## REQUIRED ACTION
Begin at the line below that contains "a non-owner viewer)" and write out every line from there to the end of the entries, exactly.

## LISTED RECORDS
PR #1813, opened 2026-05-12
Surface uploader's content regardless of moderation state

### LINKED ISSUE #1798: Users cannot see their uploaded content
As a user, I should be able to see all of the content that I have uploaded, regardless of the moderation state or the number of feeds it's been submitted to.

Currently, this isn't possible. All the list views (content#index, feed#show) use breakdowns which focus on moderated content.  As a result, if your content is pending / rejected or not yet submitted to any feeds it's very hard to discover.

bamnet:
## Summary
- `ContentPolicy::Scope` now ORs in `where(user_id: user.id)` so signed-in users see their pending/rejected/unsubmitted content alongside the public approved set.
- `/contents` gains a **Mine** tab (and matching **My Content** sidebar shortcut) showing every upload by the current user, with `Pending` / `Rejected` / `Not in feeds` badges in the grid.
- `/feeds/:id` gains a **Mine** tab, visible to any signed-in user, that lists their submissions across all moderation statuses. Non-moderator owners see "Awaiting moderation by a feed manager" instead of the approve/reject form.

Fixes #1798.

## Test plan
- [x] `bin/rails test` — 990 runs, 0 failures (6 new policy-scope tests, 7 new contents-controller tests, 6 new feeds-controller tests; existing search test adjusted to use a non-owner viewer)
- [x] `bundle exec rubocop` clean
- [x] `yarn run vitest run` — 122 pass
- [x] `yarn run eslint` clean
- [x] Manual smoke (Playwright): signed in, sidebar shows **My Content**; `/contents?scope=mine` lists owned items including an unsubmitted draft with a `Not in feeds` badge; `/feeds/1?status=mine` renders the Mine tab with the empty-state CTA.

### DIFF
--- a/app/controllers/contents_controller.rb
+++ b/app/controllers/contents_controller.rb
@@ -10,23 +10,8 @@ class ContentsController < ApplicationController
     @scope = "active" if @scope == "mine" && !user_signed_in?
     @query = params[:q].to_s.strip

## SOLUTION TO THIS EXERCISE
- [x] `bin/rails test` — 990 runs, 0 failures (6 new policy-scope tests, 7 new contents-controller tests, 6 new feeds-controller tests; existing search test adjusted to use a non-owner viewer)
- [x] `bundle exec rubocop` clean
- [x] `yarn run vitest run` — 122 pass
- [x] `yarn run eslint` clean
- [x] Manual smoke (Playwright): signed in, sidebar shows **My Content**; `/contents?scope=mine` lists owned items including an unsubmitted draft with a `Not in feeds` badge; `/feeds/1?status=mine` renders the Mine tab with the empty-state CTA.

### DIFF
--- a/app/controllers/contents_controller.rb
+++ b/app/controllers/contents_controller.rb
@@ -10,23 +10,8 @@ class ContentsController < ApplicationController
     @scope = "active" if @scope == "mine" && !user_signed_in?
     @query = params[:q].to_s.strip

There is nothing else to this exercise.